# EXERCISE PROMPT
Look below for the line holding "Issue #341, opened 2015-03-26" and the line holding "### LINKED ISSUE #474: ES6 Generators". Repeat those two and everything between, exactly.

# GIVEN ENTRIES
┌──
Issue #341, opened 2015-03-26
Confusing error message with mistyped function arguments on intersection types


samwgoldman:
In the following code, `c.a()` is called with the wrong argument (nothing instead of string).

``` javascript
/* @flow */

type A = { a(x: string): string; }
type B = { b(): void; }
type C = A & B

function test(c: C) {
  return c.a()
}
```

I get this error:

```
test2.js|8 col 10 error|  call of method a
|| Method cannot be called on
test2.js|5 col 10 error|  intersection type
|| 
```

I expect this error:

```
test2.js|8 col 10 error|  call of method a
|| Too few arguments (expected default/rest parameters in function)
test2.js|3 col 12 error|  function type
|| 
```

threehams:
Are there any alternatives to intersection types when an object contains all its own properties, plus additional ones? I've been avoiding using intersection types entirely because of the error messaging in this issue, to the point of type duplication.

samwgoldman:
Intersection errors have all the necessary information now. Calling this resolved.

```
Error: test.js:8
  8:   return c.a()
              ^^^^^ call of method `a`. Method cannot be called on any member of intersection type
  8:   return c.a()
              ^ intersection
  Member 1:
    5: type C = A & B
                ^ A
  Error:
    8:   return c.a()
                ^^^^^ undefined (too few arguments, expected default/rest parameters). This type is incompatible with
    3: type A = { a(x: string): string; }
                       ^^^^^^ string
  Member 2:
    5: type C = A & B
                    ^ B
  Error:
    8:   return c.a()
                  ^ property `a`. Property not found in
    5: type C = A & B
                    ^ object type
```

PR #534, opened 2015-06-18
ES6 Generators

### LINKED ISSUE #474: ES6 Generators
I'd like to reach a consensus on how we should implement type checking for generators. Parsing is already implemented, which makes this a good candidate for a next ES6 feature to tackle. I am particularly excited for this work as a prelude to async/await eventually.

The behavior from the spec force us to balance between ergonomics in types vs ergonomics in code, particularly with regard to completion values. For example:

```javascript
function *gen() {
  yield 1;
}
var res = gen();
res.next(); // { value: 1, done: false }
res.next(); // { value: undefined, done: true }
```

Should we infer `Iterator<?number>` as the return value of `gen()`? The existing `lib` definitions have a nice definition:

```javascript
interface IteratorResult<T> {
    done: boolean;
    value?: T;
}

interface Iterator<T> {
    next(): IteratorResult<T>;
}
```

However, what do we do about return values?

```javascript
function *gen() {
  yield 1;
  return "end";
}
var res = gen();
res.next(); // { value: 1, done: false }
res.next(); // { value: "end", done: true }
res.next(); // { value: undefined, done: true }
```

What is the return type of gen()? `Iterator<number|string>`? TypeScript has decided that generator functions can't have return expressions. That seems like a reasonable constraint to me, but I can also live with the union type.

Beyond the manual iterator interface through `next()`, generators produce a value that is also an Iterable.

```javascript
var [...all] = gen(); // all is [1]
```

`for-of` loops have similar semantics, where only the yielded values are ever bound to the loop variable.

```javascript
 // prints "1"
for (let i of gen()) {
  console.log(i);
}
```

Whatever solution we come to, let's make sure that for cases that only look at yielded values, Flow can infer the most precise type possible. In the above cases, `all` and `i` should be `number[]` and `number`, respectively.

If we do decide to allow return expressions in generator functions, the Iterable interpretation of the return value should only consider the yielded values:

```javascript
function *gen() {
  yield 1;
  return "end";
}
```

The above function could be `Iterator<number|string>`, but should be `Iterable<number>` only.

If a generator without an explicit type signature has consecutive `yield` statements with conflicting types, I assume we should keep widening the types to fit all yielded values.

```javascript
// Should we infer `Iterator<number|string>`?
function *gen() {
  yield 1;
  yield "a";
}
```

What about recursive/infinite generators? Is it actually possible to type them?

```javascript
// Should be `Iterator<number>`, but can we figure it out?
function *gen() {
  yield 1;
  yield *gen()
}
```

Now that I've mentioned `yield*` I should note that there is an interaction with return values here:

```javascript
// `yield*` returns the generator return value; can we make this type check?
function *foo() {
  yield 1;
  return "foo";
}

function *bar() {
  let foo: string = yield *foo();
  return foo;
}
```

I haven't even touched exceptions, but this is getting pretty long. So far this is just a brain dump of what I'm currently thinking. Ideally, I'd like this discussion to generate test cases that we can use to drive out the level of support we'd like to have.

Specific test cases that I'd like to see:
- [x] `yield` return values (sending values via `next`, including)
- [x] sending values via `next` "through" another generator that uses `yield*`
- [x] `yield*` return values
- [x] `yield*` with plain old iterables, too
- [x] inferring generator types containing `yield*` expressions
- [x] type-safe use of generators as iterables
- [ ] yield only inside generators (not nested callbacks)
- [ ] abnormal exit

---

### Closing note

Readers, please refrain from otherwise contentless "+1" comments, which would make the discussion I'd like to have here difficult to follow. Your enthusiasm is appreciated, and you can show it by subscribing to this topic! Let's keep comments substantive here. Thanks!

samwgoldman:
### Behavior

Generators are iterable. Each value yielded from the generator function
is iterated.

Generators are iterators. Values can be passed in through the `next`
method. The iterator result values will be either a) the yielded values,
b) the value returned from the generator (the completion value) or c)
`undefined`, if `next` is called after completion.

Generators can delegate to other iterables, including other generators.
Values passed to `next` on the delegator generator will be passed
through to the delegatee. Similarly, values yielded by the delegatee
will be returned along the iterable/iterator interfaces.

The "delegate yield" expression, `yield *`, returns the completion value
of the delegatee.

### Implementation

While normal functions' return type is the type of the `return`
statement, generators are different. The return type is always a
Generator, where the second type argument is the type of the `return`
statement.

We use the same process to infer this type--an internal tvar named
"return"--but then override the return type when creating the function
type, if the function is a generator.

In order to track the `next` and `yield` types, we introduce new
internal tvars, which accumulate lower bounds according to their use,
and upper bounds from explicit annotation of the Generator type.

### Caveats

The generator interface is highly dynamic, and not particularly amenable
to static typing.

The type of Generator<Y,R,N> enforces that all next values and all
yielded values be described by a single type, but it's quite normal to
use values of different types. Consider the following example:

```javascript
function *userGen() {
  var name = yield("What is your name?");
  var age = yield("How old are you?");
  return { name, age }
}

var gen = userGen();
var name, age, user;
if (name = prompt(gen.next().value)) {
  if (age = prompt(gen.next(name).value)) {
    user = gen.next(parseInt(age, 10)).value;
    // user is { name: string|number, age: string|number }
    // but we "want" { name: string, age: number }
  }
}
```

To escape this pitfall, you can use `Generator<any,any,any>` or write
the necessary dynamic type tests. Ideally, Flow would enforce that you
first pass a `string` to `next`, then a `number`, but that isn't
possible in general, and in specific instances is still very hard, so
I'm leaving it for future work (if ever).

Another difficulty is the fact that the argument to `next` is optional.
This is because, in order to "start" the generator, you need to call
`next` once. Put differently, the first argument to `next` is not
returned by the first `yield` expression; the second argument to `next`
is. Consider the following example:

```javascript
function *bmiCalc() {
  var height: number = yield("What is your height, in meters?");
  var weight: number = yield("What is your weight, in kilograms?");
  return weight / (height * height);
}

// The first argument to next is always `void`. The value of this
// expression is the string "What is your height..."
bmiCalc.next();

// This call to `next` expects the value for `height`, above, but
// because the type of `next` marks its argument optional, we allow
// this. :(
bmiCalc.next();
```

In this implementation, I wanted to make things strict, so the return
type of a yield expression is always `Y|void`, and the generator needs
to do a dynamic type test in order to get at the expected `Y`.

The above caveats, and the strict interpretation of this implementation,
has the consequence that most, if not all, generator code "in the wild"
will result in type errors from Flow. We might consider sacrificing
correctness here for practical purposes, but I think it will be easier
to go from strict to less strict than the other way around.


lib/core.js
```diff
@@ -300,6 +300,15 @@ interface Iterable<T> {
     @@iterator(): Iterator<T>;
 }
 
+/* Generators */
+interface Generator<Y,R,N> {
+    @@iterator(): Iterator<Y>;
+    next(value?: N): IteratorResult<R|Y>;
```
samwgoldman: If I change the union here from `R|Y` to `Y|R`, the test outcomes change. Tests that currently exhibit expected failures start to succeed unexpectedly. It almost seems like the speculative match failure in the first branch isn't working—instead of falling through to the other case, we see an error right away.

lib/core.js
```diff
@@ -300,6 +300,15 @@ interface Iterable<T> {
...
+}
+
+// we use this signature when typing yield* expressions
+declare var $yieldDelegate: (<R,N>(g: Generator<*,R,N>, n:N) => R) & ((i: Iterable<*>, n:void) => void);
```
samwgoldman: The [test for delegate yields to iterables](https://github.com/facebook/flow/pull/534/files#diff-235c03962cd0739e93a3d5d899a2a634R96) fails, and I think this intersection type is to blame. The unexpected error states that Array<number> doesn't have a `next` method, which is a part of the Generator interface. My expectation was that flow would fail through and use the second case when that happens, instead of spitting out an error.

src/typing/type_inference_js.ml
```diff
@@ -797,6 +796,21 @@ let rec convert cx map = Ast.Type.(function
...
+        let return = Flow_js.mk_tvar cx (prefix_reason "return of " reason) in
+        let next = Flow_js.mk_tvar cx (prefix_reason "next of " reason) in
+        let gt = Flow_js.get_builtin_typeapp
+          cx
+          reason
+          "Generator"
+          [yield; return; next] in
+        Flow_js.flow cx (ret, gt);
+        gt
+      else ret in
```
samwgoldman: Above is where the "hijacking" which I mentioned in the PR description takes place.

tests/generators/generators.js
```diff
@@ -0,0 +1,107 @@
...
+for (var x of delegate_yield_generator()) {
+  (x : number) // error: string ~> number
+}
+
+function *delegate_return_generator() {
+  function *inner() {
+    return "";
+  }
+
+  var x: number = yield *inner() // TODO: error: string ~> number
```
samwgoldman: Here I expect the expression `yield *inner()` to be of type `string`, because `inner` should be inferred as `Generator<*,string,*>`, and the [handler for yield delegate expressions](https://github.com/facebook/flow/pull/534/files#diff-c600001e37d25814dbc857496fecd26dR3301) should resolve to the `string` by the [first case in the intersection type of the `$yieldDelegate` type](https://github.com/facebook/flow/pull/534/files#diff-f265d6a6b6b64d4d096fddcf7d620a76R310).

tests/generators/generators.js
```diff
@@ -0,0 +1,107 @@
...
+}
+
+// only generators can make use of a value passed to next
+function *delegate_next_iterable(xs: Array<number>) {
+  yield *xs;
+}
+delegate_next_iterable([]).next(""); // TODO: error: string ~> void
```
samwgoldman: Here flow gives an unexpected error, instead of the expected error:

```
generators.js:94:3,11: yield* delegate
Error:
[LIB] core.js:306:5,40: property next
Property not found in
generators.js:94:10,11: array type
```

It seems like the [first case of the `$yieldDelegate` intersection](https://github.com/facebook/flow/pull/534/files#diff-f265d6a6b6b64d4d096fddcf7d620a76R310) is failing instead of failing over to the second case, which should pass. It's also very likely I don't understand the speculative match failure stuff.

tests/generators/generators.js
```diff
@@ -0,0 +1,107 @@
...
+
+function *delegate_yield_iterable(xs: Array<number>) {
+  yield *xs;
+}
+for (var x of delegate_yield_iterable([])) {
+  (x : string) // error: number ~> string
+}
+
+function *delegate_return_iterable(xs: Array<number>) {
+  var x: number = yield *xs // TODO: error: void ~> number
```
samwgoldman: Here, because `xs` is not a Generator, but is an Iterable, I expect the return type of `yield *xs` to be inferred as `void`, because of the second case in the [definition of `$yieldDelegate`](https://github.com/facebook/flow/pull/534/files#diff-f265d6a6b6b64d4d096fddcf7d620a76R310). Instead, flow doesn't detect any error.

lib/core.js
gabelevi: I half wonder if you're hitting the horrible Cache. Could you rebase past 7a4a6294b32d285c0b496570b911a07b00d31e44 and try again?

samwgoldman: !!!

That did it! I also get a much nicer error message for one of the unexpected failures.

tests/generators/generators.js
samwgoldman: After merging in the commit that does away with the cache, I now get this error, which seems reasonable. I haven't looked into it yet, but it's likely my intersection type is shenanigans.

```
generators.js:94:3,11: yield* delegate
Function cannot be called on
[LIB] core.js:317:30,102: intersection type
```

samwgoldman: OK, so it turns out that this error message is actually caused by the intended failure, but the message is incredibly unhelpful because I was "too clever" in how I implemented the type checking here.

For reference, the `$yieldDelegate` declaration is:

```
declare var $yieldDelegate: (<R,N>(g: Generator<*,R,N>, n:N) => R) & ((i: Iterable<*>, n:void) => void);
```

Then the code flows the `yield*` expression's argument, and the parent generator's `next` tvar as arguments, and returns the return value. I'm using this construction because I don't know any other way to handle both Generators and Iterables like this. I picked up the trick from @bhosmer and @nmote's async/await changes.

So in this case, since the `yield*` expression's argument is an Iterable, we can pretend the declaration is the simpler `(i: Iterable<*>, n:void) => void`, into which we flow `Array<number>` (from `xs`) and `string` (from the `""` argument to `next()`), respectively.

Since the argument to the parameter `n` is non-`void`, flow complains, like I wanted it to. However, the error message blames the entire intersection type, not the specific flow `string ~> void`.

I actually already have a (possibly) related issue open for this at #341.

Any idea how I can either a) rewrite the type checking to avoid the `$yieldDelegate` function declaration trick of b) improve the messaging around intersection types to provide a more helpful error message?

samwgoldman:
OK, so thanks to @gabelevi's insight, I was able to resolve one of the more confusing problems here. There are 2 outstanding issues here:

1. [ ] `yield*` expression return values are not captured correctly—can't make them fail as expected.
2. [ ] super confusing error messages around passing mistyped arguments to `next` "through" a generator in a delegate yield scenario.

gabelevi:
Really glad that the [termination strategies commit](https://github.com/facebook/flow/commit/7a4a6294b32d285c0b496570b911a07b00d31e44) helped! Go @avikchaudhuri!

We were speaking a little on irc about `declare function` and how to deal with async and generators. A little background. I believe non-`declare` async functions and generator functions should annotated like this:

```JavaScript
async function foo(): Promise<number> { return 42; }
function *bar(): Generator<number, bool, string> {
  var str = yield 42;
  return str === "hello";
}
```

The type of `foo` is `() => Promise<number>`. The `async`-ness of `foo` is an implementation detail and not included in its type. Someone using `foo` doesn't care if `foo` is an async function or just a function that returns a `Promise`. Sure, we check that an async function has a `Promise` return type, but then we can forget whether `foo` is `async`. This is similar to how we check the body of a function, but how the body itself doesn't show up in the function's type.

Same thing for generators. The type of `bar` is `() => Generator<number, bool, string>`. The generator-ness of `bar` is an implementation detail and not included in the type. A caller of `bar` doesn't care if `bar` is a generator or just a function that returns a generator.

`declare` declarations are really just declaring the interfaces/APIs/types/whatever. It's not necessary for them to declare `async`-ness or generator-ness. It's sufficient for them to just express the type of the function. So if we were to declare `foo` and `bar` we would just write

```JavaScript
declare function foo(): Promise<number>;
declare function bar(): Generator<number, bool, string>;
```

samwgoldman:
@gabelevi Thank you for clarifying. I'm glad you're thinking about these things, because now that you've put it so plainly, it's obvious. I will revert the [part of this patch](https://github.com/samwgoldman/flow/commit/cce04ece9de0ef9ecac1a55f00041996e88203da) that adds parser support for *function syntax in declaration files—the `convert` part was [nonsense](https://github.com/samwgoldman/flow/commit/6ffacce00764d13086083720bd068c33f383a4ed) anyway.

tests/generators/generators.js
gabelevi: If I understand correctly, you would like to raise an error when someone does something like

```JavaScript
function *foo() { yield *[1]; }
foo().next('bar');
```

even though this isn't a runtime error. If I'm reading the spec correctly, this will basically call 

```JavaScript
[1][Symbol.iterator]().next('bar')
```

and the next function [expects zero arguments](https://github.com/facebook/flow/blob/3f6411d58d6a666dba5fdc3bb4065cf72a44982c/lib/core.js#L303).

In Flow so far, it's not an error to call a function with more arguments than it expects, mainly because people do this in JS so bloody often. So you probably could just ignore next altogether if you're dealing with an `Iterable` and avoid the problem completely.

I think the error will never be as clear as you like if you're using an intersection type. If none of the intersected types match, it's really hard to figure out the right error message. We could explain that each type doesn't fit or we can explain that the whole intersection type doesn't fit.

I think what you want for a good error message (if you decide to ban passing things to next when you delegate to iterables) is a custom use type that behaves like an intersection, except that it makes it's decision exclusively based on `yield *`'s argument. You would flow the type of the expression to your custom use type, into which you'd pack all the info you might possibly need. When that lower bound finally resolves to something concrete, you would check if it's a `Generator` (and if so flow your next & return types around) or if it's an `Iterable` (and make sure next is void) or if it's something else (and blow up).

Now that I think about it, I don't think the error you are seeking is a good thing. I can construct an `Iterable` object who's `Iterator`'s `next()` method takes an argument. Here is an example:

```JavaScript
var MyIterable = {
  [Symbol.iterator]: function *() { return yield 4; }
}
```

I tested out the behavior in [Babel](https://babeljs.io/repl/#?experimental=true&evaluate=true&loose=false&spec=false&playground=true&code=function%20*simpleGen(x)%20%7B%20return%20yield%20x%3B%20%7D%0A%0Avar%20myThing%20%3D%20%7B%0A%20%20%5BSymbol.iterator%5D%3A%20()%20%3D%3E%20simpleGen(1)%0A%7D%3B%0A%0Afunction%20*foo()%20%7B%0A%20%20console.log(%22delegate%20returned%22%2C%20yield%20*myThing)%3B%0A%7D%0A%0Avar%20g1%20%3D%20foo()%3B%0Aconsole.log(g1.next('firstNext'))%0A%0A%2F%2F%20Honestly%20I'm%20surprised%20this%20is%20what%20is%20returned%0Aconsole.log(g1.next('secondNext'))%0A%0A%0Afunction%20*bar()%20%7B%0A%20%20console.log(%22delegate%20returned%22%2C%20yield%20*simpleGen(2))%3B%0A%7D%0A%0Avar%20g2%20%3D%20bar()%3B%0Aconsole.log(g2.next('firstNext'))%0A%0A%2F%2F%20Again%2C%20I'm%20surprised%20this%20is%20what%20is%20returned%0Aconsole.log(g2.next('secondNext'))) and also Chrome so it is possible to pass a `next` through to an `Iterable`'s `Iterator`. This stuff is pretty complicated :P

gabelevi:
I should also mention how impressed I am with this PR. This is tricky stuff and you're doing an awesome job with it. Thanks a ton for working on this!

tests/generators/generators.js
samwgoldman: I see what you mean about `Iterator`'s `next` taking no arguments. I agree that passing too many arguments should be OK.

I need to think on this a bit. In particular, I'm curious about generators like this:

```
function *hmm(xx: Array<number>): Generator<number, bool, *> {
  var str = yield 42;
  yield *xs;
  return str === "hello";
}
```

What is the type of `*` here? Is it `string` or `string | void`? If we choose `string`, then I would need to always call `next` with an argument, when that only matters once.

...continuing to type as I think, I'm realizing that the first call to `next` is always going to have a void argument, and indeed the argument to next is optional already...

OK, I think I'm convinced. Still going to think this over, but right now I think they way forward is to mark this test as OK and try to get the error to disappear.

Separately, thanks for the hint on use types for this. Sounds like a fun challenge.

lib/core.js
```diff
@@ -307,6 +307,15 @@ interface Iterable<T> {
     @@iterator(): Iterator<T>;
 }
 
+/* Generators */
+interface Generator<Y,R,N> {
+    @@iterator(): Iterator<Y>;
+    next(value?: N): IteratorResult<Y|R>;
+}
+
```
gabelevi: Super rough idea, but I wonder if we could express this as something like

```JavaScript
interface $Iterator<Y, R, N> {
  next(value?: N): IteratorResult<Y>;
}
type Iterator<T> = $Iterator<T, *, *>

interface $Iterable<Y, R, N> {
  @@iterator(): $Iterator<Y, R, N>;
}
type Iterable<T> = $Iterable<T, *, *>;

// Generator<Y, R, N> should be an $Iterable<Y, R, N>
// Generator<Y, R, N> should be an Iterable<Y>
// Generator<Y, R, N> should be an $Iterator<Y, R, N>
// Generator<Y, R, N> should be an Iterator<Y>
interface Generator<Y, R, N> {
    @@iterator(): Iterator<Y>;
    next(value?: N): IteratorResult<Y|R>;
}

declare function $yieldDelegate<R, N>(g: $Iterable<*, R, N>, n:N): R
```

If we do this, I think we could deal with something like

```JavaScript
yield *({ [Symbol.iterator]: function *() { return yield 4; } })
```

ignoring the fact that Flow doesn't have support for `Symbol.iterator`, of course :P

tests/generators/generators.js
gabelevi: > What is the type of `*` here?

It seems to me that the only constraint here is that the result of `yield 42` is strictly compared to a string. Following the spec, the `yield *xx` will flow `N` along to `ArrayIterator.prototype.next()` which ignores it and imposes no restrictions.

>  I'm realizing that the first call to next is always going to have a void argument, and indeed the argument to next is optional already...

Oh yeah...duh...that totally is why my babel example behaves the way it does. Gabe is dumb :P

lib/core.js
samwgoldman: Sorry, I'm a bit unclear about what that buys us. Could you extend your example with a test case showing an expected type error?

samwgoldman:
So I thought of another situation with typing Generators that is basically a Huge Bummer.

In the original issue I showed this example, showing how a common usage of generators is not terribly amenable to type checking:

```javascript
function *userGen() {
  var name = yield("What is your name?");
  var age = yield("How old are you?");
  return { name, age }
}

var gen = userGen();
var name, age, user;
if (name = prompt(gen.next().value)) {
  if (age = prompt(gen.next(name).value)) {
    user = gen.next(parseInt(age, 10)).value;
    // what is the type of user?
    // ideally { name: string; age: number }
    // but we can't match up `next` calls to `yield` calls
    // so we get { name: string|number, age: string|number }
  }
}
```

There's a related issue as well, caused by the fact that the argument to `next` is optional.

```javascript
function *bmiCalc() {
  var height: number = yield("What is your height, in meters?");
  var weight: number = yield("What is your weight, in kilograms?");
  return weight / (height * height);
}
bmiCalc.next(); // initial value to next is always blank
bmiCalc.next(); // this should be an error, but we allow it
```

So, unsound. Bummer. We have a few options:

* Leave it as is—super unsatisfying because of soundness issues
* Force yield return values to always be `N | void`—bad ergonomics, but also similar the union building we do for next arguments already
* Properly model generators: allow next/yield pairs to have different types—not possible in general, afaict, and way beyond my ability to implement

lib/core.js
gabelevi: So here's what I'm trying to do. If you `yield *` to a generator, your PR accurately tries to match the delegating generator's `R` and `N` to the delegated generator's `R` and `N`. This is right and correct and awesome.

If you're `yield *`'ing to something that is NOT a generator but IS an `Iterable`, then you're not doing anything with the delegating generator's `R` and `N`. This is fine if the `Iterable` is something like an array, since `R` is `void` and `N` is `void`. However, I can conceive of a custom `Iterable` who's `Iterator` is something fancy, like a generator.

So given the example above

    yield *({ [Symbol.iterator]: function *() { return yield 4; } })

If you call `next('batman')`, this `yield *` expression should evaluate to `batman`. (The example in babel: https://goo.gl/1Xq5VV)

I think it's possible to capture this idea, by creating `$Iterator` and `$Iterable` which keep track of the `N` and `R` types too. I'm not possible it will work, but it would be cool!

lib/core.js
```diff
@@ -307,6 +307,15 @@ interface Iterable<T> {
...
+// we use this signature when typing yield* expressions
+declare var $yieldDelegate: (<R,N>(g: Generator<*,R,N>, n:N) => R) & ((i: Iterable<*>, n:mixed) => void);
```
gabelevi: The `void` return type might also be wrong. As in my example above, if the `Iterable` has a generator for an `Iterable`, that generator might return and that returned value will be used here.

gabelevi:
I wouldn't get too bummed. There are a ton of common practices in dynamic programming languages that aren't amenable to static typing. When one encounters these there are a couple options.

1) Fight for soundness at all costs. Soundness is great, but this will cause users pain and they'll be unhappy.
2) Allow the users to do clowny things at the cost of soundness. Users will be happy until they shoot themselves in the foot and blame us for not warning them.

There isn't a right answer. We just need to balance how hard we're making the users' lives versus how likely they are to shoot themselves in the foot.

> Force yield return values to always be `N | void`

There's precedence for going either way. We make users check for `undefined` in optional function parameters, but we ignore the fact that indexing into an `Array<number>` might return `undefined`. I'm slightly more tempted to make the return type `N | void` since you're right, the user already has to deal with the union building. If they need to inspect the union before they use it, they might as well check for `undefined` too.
└──
┌──
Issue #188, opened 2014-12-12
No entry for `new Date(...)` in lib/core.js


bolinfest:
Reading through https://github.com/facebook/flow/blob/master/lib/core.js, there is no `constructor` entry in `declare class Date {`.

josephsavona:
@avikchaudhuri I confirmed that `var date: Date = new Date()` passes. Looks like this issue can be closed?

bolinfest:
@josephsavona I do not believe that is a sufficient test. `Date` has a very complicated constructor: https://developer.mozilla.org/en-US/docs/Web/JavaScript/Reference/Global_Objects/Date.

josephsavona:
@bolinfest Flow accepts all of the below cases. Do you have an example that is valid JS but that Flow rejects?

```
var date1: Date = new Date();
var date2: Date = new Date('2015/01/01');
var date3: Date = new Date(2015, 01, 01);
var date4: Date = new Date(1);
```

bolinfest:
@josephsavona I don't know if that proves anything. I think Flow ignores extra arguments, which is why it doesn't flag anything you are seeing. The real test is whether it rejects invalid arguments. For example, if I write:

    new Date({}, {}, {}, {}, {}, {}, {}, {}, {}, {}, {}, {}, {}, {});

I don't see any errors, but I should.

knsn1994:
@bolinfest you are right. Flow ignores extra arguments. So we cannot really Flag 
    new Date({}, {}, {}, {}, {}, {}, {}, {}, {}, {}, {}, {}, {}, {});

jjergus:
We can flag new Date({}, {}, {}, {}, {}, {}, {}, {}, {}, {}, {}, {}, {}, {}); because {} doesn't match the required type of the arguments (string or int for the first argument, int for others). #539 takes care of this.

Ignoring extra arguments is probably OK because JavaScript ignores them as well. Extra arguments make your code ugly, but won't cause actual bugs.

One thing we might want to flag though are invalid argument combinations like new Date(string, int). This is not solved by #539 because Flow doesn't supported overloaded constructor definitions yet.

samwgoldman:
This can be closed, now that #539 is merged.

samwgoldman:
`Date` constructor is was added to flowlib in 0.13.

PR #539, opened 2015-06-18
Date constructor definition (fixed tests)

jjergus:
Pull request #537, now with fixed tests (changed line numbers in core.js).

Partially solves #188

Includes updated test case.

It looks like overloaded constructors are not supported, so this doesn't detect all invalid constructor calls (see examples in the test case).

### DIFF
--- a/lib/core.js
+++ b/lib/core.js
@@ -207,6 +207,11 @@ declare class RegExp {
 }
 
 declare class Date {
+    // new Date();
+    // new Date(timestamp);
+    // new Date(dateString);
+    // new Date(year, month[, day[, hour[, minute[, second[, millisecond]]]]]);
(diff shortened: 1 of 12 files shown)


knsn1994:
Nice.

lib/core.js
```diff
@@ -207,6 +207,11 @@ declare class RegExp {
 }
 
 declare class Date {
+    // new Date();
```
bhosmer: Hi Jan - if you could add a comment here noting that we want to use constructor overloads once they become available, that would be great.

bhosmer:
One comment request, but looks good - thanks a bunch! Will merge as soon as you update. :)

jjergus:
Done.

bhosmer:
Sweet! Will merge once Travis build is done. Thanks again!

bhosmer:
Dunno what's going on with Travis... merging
└──
# WRITTEN ANSWER
Issue #341, opened 2015-03-26
Confusing error message with mistyped function arguments on intersection types


samwgoldman:
In the following code, `c.a()` is called with the wrong argument (nothing instead of string).

``` javascript
/* @flow */

type A = { a(x: string): string; }
type B = { b(): void; }
type C = A & B

function test(c: C) {
  return c.a()
}
```

I get this error:

```
test2.js|8 col 10 error|  call of method a
|| Method cannot be called on
test2.js|5 col 10 error|  intersection type
|| 
```

I expect this error:

```
test2.js|8 col 10 error|  call of method a
|| Too few arguments (expected default/rest parameters in function)
test2.js|3 col 12 error|  function type
|| 
```

threehams:
Are there any alternatives to intersection types when an object contains all its own properties, plus additional ones? I've been avoiding using intersection types entirely because of the error messaging in this issue, to the point of type duplication.

samwgoldman:
Intersection errors have all the necessary information now. Calling this resolved.

```
Error: test.js:8
  8:   return c.a()
              ^^^^^ call of method `a`. Method cannot be called on any member of intersection type
  8:   return c.a()
              ^ intersection
  Member 1:
    5: type C = A & B
                ^ A
  Error:
    8:   return c.a()
                ^^^^^ undefined (too few arguments, expected default/rest parameters). This type is incompatible with
    3: type A = { a(x: string): string; }
                       ^^^^^^ string
  Member 2:
    5: type C = A & B
                    ^ B
  Error:
    8:   return c.a()
                  ^ property `a`. Property not found in
    5: type C = A & B
                    ^ object type
```

PR #534, opened 2015-06-18
ES6 Generators

### LINKED ISSUE #474: ES6 Generators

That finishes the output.